Sadly I don't know the proper word though.


----------



## pescara

Azazel81 said:


> Hi Tim,
> 
> sadly it is not as you said...
> 
> When a player is "diffidato" it means he was shown a yellow card in a previous game, therefore if he gets another yellow card (not in the same game, rather in a next game) he'll miss the game after.
> 
> Sadly I don't know the proper word though.


 
I would say "suspended (for one game)."

Ciao.


----------



## fer1975

pescara said:


> I would say "suspended (for one game)."
> 
> Ciao.


Hi Pescara, diffidato does not mean suspended. Diffidato is one step back (one yellow card) before getting suspended.


----------



## TimLA

Azazel81 said:


> Hi Tim,
> sadly it is not as you said...
> When a player is "diffidato" it means he was shown a yellow card in a previous game, therefore if he gets another yellow card (not in the same game, rather in a next game) he'll miss the game after.
> Sadly I don't know the proper word though.


 
Ok, but who is it that keeps the player out of the next game?
The coach (so the player isn't thrown out of the series)
or the referees (because it is the rule that the player cannot play in the next game)?


----------



## pescara

Sorry, I wasn't reading carefully.  So, it would be something like being on probation.  I can't think of another term to express it.  

Ciao.


----------



## fer1975

TimLA said:


> Ok, but who is it that keeps the player out of the next game?
> The coach (so the player isn't thrown out of the series)
> or the referees (because it is the rule that the player cannot play in the next game)?


The referees.


----------



## Azazel81

Exactly. When a player gets the second yellow card then he's suspended (but here I know they just say "misses next match").

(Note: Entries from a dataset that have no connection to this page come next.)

PR #4849, opened 2022-07-16
[osx] Add osx check for universal lib

talregev:
Add osx check for universal lib.


talregev:
@AenBleidd ready for review.

CharlieFenton:
I am unclear which libraries you want to test, the dependent libraries (libssl.a, libcurl.a etc.) or the BOINC libraries (libboinc.a, libboinc_api.a, etc.) If you want to test the dependent libraries, that is already being done by 3rdParty/buildMacDependencies.sh. If either architecture is missing from a dependent library, that library is rebuilt. Of course, that does not check the library after it is rebuilt.

In any case, the easiest way to check for the presence of both x86_64 and arm64 in a file is:
`lipo ${path} -verify_arch x86_64 arm64`
This will return a result of 0 if both architectures are present, or 1 if either or both is missing.

talregev:
@CharlieFenton Thank you for review my code.
My intention is to check the dependent libraries after they rebuild, and BOINC libraries and binaries of boinc if they are universal. That if some bug happen that we know about that. That if for example one of the boinc library is no longer universal we can know quickly if it come from  dependent libraries.
Thank you for your advice how to check universal, I will change my code accordingly. 
The binaries list is not complete. Can you tell me the complete list? If not I can do it in next PR.

talregev:
It not so good for me to do as you suggested:
`lipo ${path} -verify_arch x86_64 arm64`
from here:
https://ss64.com/osx/lipo.html
> Take one input file and verify the specified arch_types are present in the file. 
If so then exit with a status of 0 else exit with a status of 1.

I don't it exit immediately. I want to type the some information before exit.
Can you verify that my way is also work?

CharlieFenton:
@talregev The man page on my Mac for lip has additional information, which told me _more than one arch_type can be
              verified at once_:
> -verify_arch arch_type ...
              Take one input file and verify the specified arch_types are
              present in the file.  If so then exit with a status of 0 else exit
              with a status of 1. Because more than one arch_type can be
              verified at once, all of the input files must appear before the
              -verify_arch flag on the command-line.

I tested this and confirmed that it works on my Mac using a path to _libboinc.a_:
`lipo ${path} -verify_arch x86_64 arm64` succeeds
`lipo ${path} -verify_arch x86_64 ppc` fails

I will check your code later tonight; I don't have time right now.

CharlieFenton:
@talregev Your code seems to work correctly, but I believe this would accomplish the same thing:
```
lipo ${lib} -verify_arch x86_64 arm64
     if [ $? -ne 0 ]; then
        echo "lib: $(basename $lib) is not universal"
         lipo -info $lib
         exit 1
     fi
```

talregev:
> @talregev Your code seems to work correctly, but I believe this would accomplish the same thing:
> ```
> lipo ${lib} -verify_arch x86_64 arm64
>      if [ $? -ne 0 ]; then
>         echo "lib: $(basename $lib) is not universal"
>          lipo -info $lib
>          exit 1
>      fi
> ```

I want to do your code but:
- When process exit with 1, the ci immidaitly fail.
- I try before -verify_arch with 2 arch and it gives me an error. Maybe I need to write twice -verify_arch on the same command?

I will try both to show you.

talregev:
@CharlieFenton Thank you for your comment and code. 
I use your code. Inside the if, the process is not exit when it finish with 1 as I wanted. 
Can you review my code again? 
Thank you.

CharlieFenton:
@talregev I think the problem with your new code is that you are testing for output from the lipo `-verify_arch` command. But lipo never generates output to stdout for the `-verify_arch` command, so you must test the result with `if [ $? -ne 0 ]` as I did in my suggested code.

talregev:
@CharlieFenton The if condition is checking status code of the process. 
You can check on here:
https://stackoverflow.com/a/26675771

Also note I check on vcpkg libs too and it fail there because they are not universal and it let me know.

CharlieFenton:
> The if condition is checking status code of the process.
You can check on here:
https://stackoverflow.com/a/26675771

@talregev I am not an expert on shell scripts, but my reading of that article is different from yours. It says:
> That being said, if you are running the command and are wanting to test its output, using the following is often more straightforward.
if some_command; then
    echo command returned true
else
    echo command returned some error
fi

And it also says:
> Note though that neither of those cares what the error code is. If you know you only care about a specific error code then you need to check $? manually.

As I wrote earlier, the lipo -verify_arch command has no _output_, so the form you used will always give the same result. As I understand, the _status code_ is just another way of saying _error code_ or _exit status_. This is different from the _output_.

talregev:
> And it also says:
> 
> > Note though that neither of those cares what the error code is. If you know you only care about a specific error code then you need to check $? manually.
> 
> As I wrote earlier, the lipo -verify_arch command has no _output_, so the form you used will always give the same result. As I understand, the _status code_ is just another way of saying _error code_ or _exit status_. This is different from the _output_.

@CharlieFenton Thank you for your time to look again and verify it. 
When I write status code, I ment error code/ exit code. all these names the same.
If condition is checking error code. As is written as a side node, that you cannot distinguish on error code. For example if you have error code 1 do foo1 and if you have error code 2, do foo2. It just success or fails as we needed. 
For summary, the if condition don't check the output of the command. (there is not -ne 0 or similar check).
The if condition checking the status code / error code / exit code of the process. (for example, if you type false on bash then check the error code, you will see it 1. for true is 0).

talregev:
I cannot run your command as it is because on the ci it stop immediately when process exit with error code 1 as it should. (like lipo -verify_arch).
You can read more on if condition from official manual:

https://www.gnu.org/software/bash/manual/html_node/Conditional-Constructs.html

.github/workflows/osx.yml
```diff
@@ -55,10 +55,18 @@ jobs:
         if: success() && ! contains(matrix.type, 'cmake')
         run: ./mac_build/buildMacBOINC-CI.sh --no_shared_headers
 
+      - name: test universal
```
AenBleidd, line 58: I don't know why this test is outside the build procedure. For me, if build script has failed to build any binary in an expected mode, it should immediately fail, so I'd suggest to put this verification to `./mac_build/buildMacBOINC-CI.sh` script and run on every built target (and not just by enumerating files in the directory). Then it will be more consistent and clear.

mac_build/test_universal.sh
```diff
@@ -0,0 +1,14 @@
+#!/bin/sh
+set -e
+
+folders_list="3rdParty/buildCache/mac/lib mac_build/build/Deployment"
+libs_list=$(find $folders_list -type f -name "*.a" -o -name "boinc")
+
+for lib in $libs_list; do
+    echo "Test lib: $lib"
+    if ! lipo $lib -verify_arch x86_64 arm64; then
```
AenBleidd, line 9: This `if` statement looks weird but according to my internal testing, it should work

CharlieFenton:
@talregev I just ran some tests again and now your code is working properly for me. I don't know why it did not seem to work when i tried it yesterday.
Testing this code also works for me:
```
% lipo $lib -verify_arch x86_64 arm64;if [ $? -ne 0 ]; then echo "lib: $(basename $lib) is not universal"; else echo "lib: $(basename $lib) is universal"; fi
lib: libboinc.a is universal
% lipo $lib -verify_arch x86_64 ppc;if [ $? -ne 0 ]; then echo "lib: $(basename $lib) is not universal"; else echo "lib: $(basename $lib) is universal"; fi
lib: libboinc.a is not universal
%
```
> I cannot run your command as it is because on the ci it stop immediately when process exit with error code 1 as it should. (like lipo -verify_arch).

I am not sure I understand what you are saying. My sample code contains `exit 1` because I was adapting your code which also exited if the library is not universal. You have two copies of your code. The version in _mac_build/  test_universal_ has the `exit 1` but the version in osx/test_universal does not exit. 

But since your code works, use it if you are happy with it. However, I do agree with @AenBleidd that it should be in the script to build dependent libraries. Perhaps `3rdParty/buildMacDependencies.sh` would be an even better place than `./mac_build/buildMacBOINC-CI.sh`. Note that `3rdParty/buildMacDependencies.sh` already checks the architecture of libraries before deciding whether to rebuild them; you could add another check after each build.

_Important_: I just looked at the code in `3rdParty/buildMacDependencies.sh` and it is checking only for x86_64. Apparently this was never updated to include both x86_64 and arm64. Please fix this. I believe you can just change "x86_64" to "x86_64 arm64" for each of the `download_and_build` calls at the end of the script.

talregev:
> ```
% lipo $lib -verify_arch x86_64 arm64;if [ $? -ne 0 ]; then echo "lib: $(basename $lib) is not universal"; else echo "lib: $(basename $lib) is universal"; fi
lib: libboinc.a is universal
% lipo $lib -verify_arch x86_64 ppc;if [ $? -ne 0 ]; then echo "lib: $(basename $lib) is not universal"; else echo "lib: $(basename $lib) is universal"; fi
lib: libboinc.a is not universal
%
```
You code is working and correct. But don't work on the ci.

> I am not sure I understand what you are saying. My sample code contains exit 1 because I was adapting your code which also exited if the library is not universal. You have two copies of your code. The version in mac_build/ test_universal has the exit 1 but the version in osx/test_universal does not exit.

When I talk about error code 1, I talk the error code 1 for this command: `lipo $lib -verify_arch x86_64 arm64`
When this command don't find the exact arches as we specify it, it give error code 1 as it should.
Also the ci stop immediately after each command that give error code 1. (like  `lipo $lib -verify_arch ...`).
Then it will not continue to the rest of the if and not print the information we need:
```
     if [ $? -ne 0 ]; then
        echo "lib: $(basename $lib) is not universal"
         lipo -info $lib
         exit 1
     fi
```
I preferer to do external check and not inside the scrip because if we change the check, it will not validate the cache. Also more safe without bugs. (ratter to change your script that already working, and we need to verify it again, and maybe input more bugs). 

I will try to add all targets/binaries and I wanted and @AenBleidd suggested. If you have a list of binaries it will be helpful

> Important: I just looked at the code in 3rdParty/buildMacDependencies.sh and it is checking only for x86_64. Apparently this was never updated to include both x86_64 and arm64. Please fix this. I believe you can just change "x86_64" to "x86_64 arm64" for each of the download_and_build calls at the end of the script.

done.

Thank you again for your time and review and for verify my way.

File: mac_build/test_universal.sh (hunk 2 above)
Comment (talregev) [reply mac_build/test_universal.sh:9]: Charlie and you both verify it working.

**Comment by CharlieFenton** [comment]
> If you have a list of all binaries it will be helpful.

OpenSSL creates two libraries, libssl.a and libcrypto.a, so there are 7 third-party dependent libraries:
libcares.a
libcurl.a
libfreetype.a
libftgl.a
libssl.a
libcrypto.a
libwx_osx_cocoa_static.a

If you want a list of BOINC binaries built by `buildMacBOINC-CI.sh`, the BOINC libraries are:
libboinc.a
libboinc_graphics2.a
libboinc_opencl.a

`buildMacBOINC-CI.sh` builds the following bare executables (command-line executables):
switcher
gfx_switcher
boincscr
setprojectgrp
boinccmd
SetUpSecurity
AddRemoveUser

`buildMacBOINC-CI.sh` also builds these applications and plug-ins. But note that these are "bundles" which are directories containing the actual executable file several levels deep. To test their architectures, you must run `lipo` on the executable code. For example, to test the architectures of _BOINCManager.app_, the executable is at _BOINCManager.app/Contents/MacOS/BOINCManager_.
BOINCManager.app
PostInstall.app
BOINC Installer.app
Uninstall BOINC.app
BOINCSaver.saver

The following command-line executables were added after @ChristianBeer created `buildMacBOINC-CI.sh` and so are not currently being built under CI, though they probably should be:
boinc_finish_install
detect_rosetta_cpu
gfx_cleanup

`buildMacBOINC-CI.sh` does not build these libraries, which are used only by projects:
libboinc_api.a
libboinc_zip.a

**Comment by CharlieFenton** [comment]
> The following command-line executables were added after @ChristianBeer created buildMacBOINC-CI.sh and so are not currently being built under CI, though they probably should be:

the corresponding target for each of these has the same name as the binary it builds:
boinc_finish_install
detect_rosetta_cpu
gfx_cleanup

**Comment by CharlieFenton** [comment]
> Also the ci stop immediately after each command that give error code 1. (like lipo $lib -verify_arch ...).
Then it will not continue to the rest of the if and not print the information we need:

Why does this happen with my code but not yours? Both have the same call of `lipo $lib -verify_arch ....` Is it because you did not remove the `exit 1` from my suggested code (which I only included because you had it in your earlier code)? Or is it because yours is inside an `if` statement?

**Comment by talregev** [comment]
> > Also the ci stop immediately after each command that give error code 1. (like lipo $lib -verify_arch ...).
> Then it will not continue to the rest of the if and not print the information we need:
> 
> Why does this happen with my code but not yours? Both have the same call of `lipo $lib -verify_arch ....` Is it because you did not remove the `exit 1` from my suggested code (which I only included because you had it in your earlier code)? Or is it because yours is inside an `if` statement? 
> 

I think it connect to `set -e` in the beginning of the script.
The if condition don't report the output of the testing commads. that why inside the if it working.

**Comment by talregev** [comment]
> > If you have a list of all binaries it will be helpful.
> 
> OpenSSL creates two libraries, libssl.a and libcrypto.a, so there are 7 third-party dependent libraries: libcares.a libcurl.a libfreetype.a libftgl.a libssl.a libcrypto.a libwx_osx_cocoa_static.a
> 
> If you want a list of BOINC binaries built by `buildMacBOINC-CI.sh`, the BOINC libraries are: libboinc.a libboinc_graphics2.a libboinc_opencl.a
> 
> `buildMacBOINC-CI.sh` builds the following bare executables (command-line executables): switcher gfx_switcher boincscr setprojectgrp boinccmd SetUpSecurity AddRemoveUser
> 
> `buildMacBOINC-CI.sh` also builds these applications and plug-ins. But note that these are "bundles" which are directories containing the actual executable file several levels deep. To test their architectures, you must run `lipo` on the executable code. For example, to test the architectures of _BOINCManager.app_, the executable is at _BOINCManager.app/Contents/MacOS/BOINCManager_. BOINCManager.app PostInstall.app BOINC Installer.app Uninstall BOINC.app BOINCSaver.saver
> 
> The following command-line executables were added after @ChristianBeer created `buildMacBOINC-CI.sh` and so are not currently being built under CI, though they probably should be: boinc_finish_install detect_rosetta_cpu gfx_cleanup
> 
> `buildMacBOINC-CI.sh` does not build these libraries, which are used only by projects: libboinc_api.a libboinc_zip.a

Thank you for the complete list of binaries!!!! It will very helpful.

**Comment by talregev** [comment]
> are not currently being built under CI, though they probably should be

> does not build these libraries, which are used only by projects

We can think how to build them on the ci. I am in favor of that. It out of the scope of this pr and we can discuss it on next issue/pr how to do it.

**Comment by talregev** [comment]
@CharlieFenton @AenBleidd 
Ready for review.

File: .github/workflows/osx.yml (hunk 1 above)
Comment (talregev) [reply .github/workflows/osx.yml:58]: I preferer to do external check and not inside the scrip because if we change the check, it invalidate the cache and take more time to build. Also it I am doing this check after all the build is done, to change the script for every target I will insert some bugs, ratter to change your script that already working, and we need to verify it again. It will take more time.
Also we have many lines of output in the test, we need some other part to see it very quickly what happen. It  more readability.

**Comment by talregev** [comment]
> I assume that _mac_build/test_universal.sh_ is intended to be used only in the Ci builds, based on line 5: `folders_list="3rdParty/buildCache/mac/lib mac_build/build/Deployment"` If so, please change the name of this file to _test_universal-CI.sh_ to make it clear this does not apply to production builds on an individual Mac computer but only to CI builds. This is the convention with the naming of _mac_build/buildMacBOINC-CI.sh_ to distinguish it from _buildMacBOINC.sh_.
> 
> Beyond that, the code looks OK to me, though of course I don't really have detailed knowledge of programming for the CI system.

Thank you for your review. Yes this scrip is design to run on ci, but I think it can also run after production run. (I think it the same folders. Folders are relative.). I rename the scrip as you requested.

File: .github/workflows/osx.yml (hunk 1 above)
Comment (AenBleidd) [reply .github/workflows/osx.yml:58]: I still would like to have this inside the ./mac_build/buildMacBOINC-CI.sh script because in this case it will be more logical: we build binary and check it right after the build. Now your solution have decoupled binary verification and it's hard to remember to fix verification list in case of adding/removing binaries from the build.
So I strongly recommend to follow my suggestion and move this check to the ./mac_build/buildMacBOINC-CI.sh file.

**Comment by CharlieFenton** [comment]
@talregev 
> Yes this scrip is design to run on ci, but I think it can also run after production run.

I always build releases using Xcode app GUI directly rather than the `BuildMacBOINC.sh` script, because it provides information about build issues in a much more easily viewed format. The output then goes to a completely different directory. But my `mac_installer/release_boinc.sh` script knows where to find them whichever way it is built. Whether the build is done using the Xcode app GUI or the `BuildMacBOINC.sh ` script, on an individual Mac , there is never a _3rdParty/buildCache_ directory.

**Review by CharlieFenton — APPROVED** [review]
Thank you for  changing the file name. I tentatively approve this request, but I still agree with @AenBleidd that it would be better to have the test inside `mac_buid/BuildMacBOINC-CI.sh`. If you do that, you should make the test a subroutine inside that script instead of a separate script.

**Review by CharlieFenton — APPROVED** [review]

File: mac_build/buildMacBOINC-CI.sh [hunk 3]
```diff
@@ -257,3 +257,30 @@ fi
...
+
+set -e
+ 
+echo "Testing libs and binaries for univaral build."
+echo ""
+
+binaries_libs_list="*.a boinc switcher gfx_switcher boincscr setprojectgrp boinccmd SetUpSecurity AddRemoveUser BOINCManager PostInstall BOINCSaver *Installer Uninstall*"
+folders_list="3rdParty/buildCache/mac/lib mac_build/build/Deployment"
+
+for object in $binaries_libs_list; do
```
AenBleidd, line 269: Please move this check to the corresponding block above and test only those binaries that are build in those block. We don't need to wait to build everything if any of the targets was build with the wrong architecture.
Please do this as I suggested you before.

mac_build/buildMacBOINC-CI.sh
```diff
@@ -257,3 +257,30 @@ fi
 echo "Building ${target}...done"
 
 cd ..
+
+set -e
```
AenBleidd, line 261: Will this affect build script in any negative way if put this at the very beginning of the file?

AenBleidd (changes requested):

mac_build/buildMacBOINC-CI.sh
talregev: I don't have a mac to understand which target belong to which binary. Also on android we test after all the binary are build. Mac when cache, is build around 5 min. So waiting for results for that, that ok. 
There never wasn't a test before, and now you sudden rush as immediate if the binary are wrong to fail the CI?
I will not invest more time for that. I am doing more meaningful tasks.

AenBleidd: I didn't ask you to add this check. You decided to do this by yourself. And telling me now that you don't have Mac and you can't check smth is not an excuse to leave the code in a non-appropriate state. From the very beginning I told you have I want to see this functionality, so don't blame me that you decided to ignore me and do it your own way.
If you don't want to make it properly - leave it, maybe one day I will find some time to make it properly.
I can't approve this PR in its current state.

talregev: When I do something here because you told me?
I am doing stuff here because I care, because I want to change, and it for common good, and not between you and me.
The test is working, and Charlie already approve it. You are very good to preserve your own time, but want to waste other time. You can accept this code, and "fix" it when you "have time". 
Don't hold it up, and don't waste my time like you don't want to waste yours.

talregev: Please remove wait for author respond. I already told my respond.

AenBleidd: At first, calm down. 
Second, I don't waste time of anyone. You don't want to work on smth - nobody forces you to do that. But if you started smth - please be patient and finish your work.
Third, that fact that you care about smth doesn't mean that you should produce unfinished or incorrect code. In this case improvement is required to make this code looks nice and professional. If you're professional - you should listen to the other people and hear their arguments: "I don't have a mac" and "I am doing more meaningful tasks." are not valid arguments from your side to prove that your opinion is correct.
I gave my arguments: checking built binaries right after they are built is way more efficient than waiting for all of them to build and then try to understand which target was not build correctly.
If you don't agree and don't want to proceed - fine, leave it and I'll finish it when I have time for this.

AenBleidd: > Please remove wait for author respond. I already told my respond.

I made a new label specially for you.

mac_build/buildMacBOINC-CI.sh
```diff
@@ -30,6 +30,8 @@
 # --no_shared_headers will build targets individually instead of in one call of BuildMacBOINC.sh (NOT recommended)
 
 # check working directory because the script needs to be called like: ./mac_build/buildMacBOINC-CI.sh
+set -e
```
AenBleidd, line 33: Since there is no check anymore, this string is redundant. Please remove

AenBleidd (changes requested):

talregev:
I don't allow to copy my work.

We need to know how to express the previous step: after getting the first yellow card (then that match ends), a new match begins and that player is "diffidato" (if he gets a second yellow card he gets to miss next match).

I guess it's something like "warned"  What do you guys reckon?

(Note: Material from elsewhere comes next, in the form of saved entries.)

PR #4811, opened 2022-06-24
[Manager][linux] Search for skins in /usr/(local)/share/boinc-manager/skins or ./skins folders.

AenBleidd:
This fixes #4809.

Signed-off-by: Vitalii Koshura <lestat.de.lionkur@gmail.com>

PR #4851, opened 2022-07-22
[snap] Add snap build

talregev:
Add snap build.


talregev:
Is working. Currently limitation: Skins is not correct. Cannot forward x11.
image

talregev:
locale and other project working too:
image

AenBleidd:
Why skins are not included in the package? Is it possible to fix this?

talregev:
> Why skins are not included in the package? Is it possible to fix this?

The skins are included. I need to understand why it not recognized it. It still on develop mode.

AenBleidd:
> > Why skins are not included in the package? Is it possible to fix this?
> 
> 
> 
> The skins are included. I need to understand why it not recognized it. It still on develop mode. 

Check the path where skins are unpacked. It might be the wrong location, so either you need to unpack it to the correct place or fix the code that looks for skins.

talregev:
from here:
https://github.com/BOINC/boinc/pull/4811/files#diff-ed2d87bd7bb9a24765f0dfe83cdf2de42bde16f60be8fec9b865678447caf842R982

EDIT: you guys write too fast  I keep getting crossposted  Anyway, like someone said (can't remember who, sorry) it's the ref that keeps the player out if he gets the second Y.C.


----------



## TimLA

I'm with Pescara, in AE it would be "suspended for a game".

If it's the rules, the player is "thown out for a game" (colloquial) or "suspended for a game" (a bit formal).


----------



## fer1975

I'll try to do some research but maybe *cautioned *fits the bill.


----------



## Azazel81

TimLA said:


> I'm with Pescara, in AE it would be "suspended for a game".
> 
> If it's the rules, the player is "thown out for a game" (colloquial) or "suspended for a game" (a bit formal).


 
No, I think we're not getting to the right point.

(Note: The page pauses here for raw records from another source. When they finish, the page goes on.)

PR #5918, opened 2024-11-25
Web and server: Add web-based job submission for BUDA

davidpanderson:
Design goals:
- Be simple and user-friendly.  For example:
    - when showing jobs or files, use names that the user supplied,
        rather than DB IDs or names generated by BOINC.
    - Don't expose the distinction between logical and physical names.
    - Don't expose the idea of file immutability.
        When users submit jobs, they use whatever filenames they want.
        These files get copied to physical names (which the user doesn't see).
        Users can reuse the sames names for other files.
- Have a plan for file deletion that will eventually
    delete all unused files (app, input, output).

To do this, I redesigned a couple of server-side features.
(If any projects are currently using these features,
they'll need to do a reset; I don't think any are.)

- The user file sandbox.
    The web interface is the same, but I changed the implementation.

The point is: he's not suspended from the game yet!!! He COULD get suspende IF he gets another yellow card in a next game. But yet he hasn't. He has just received ONE yellow card. 

It's like saying: "ok, now you got this yellow card and you're warned... if you do something else you'll get suspended".

I hope this cleared it up a bit.


----------



## fer1975

TimLA said:


> I'm with Pescara, in AE it would be "suspended for a game".
> 
> If it's the rules, the player is "thown out for a game" (colloquial) or "suspended for a game" (a bit formal).


Hi Tim, suspended is when the player get two yellow cards and according to the rule will miss the next match.
Diffidato is when a player gets only one yellow card and if gets a second one will be suspended for the next match.


----------



## TimLA

Azazel81 said:


> No, I think we're not getting to the right point.
> 
> The point is: he's not suspended from the game yet!!! He COULD get suspende IF he gets another yellow card in a next game. But yet he hasn't. He has just received ONE yellow card.
> 
> It's like saying: "ok, now you got this yellow card and you're warned... if you do something else you'll get suspended".
> 
> I hope this cleared it up a bit.


 


fer1975 said:


> Hi Tim, suspended is when the player get two yellow cards and according to the rule will miss the next match.
> Diffidato is when a player gets only one yellow card and if gets a second one will be suspended for the next match.


 
I'm still VERY confused.

If a player does something wrong and breaks the *rules*, and the rules/referee require/s that the player not play in the next game, then the player is "suspended for one game".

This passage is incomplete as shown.